- **Brief**:
A line belongs in the answer if it contains "valid"; copy every such line from the entries below.

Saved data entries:
+---+

PR #628, opened 2016-12-08
WIP Stricter recursion rules in LinkedTo Query

kevindew:
We hit a problem (like one often does with recursion) that a case that
hadn't been considered properly causes the recursion to run a bit crazy.

The problem was caused by allowing matches of any recursive type and
then sorting out whether it matched a path at the end. When this was
used with `ordered_related_items` it was recursing on links between the
various `ordered_related_items` causing a large depth that was run for
every item and eventually killing PostgreSQL.

The remedy for this is to be more strict with how we check for a valid
link path. This has been done by checking that a link path either ends
with a valid sticky link path or has an exact non sticky path.
Unfortunately this has added to the queries complexity.

There are a couple of items in this commit that could be improved:

1) If there is a way to reference the values used in the recursive
select, we could make the query condition significantly simpler
2) I had a nightmare trying to work out whether an array is included
inside another array with the same order. Array equivalent of
"str".include?("st"). Surely Ruby has such a method?

### DIFF
--- a/app/queries/linked_to.rb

+---+

- **Result for this task**:
The remedy for this is to be more strict with how we check for a valid
with a valid sticky link path or has an exact non sticky path.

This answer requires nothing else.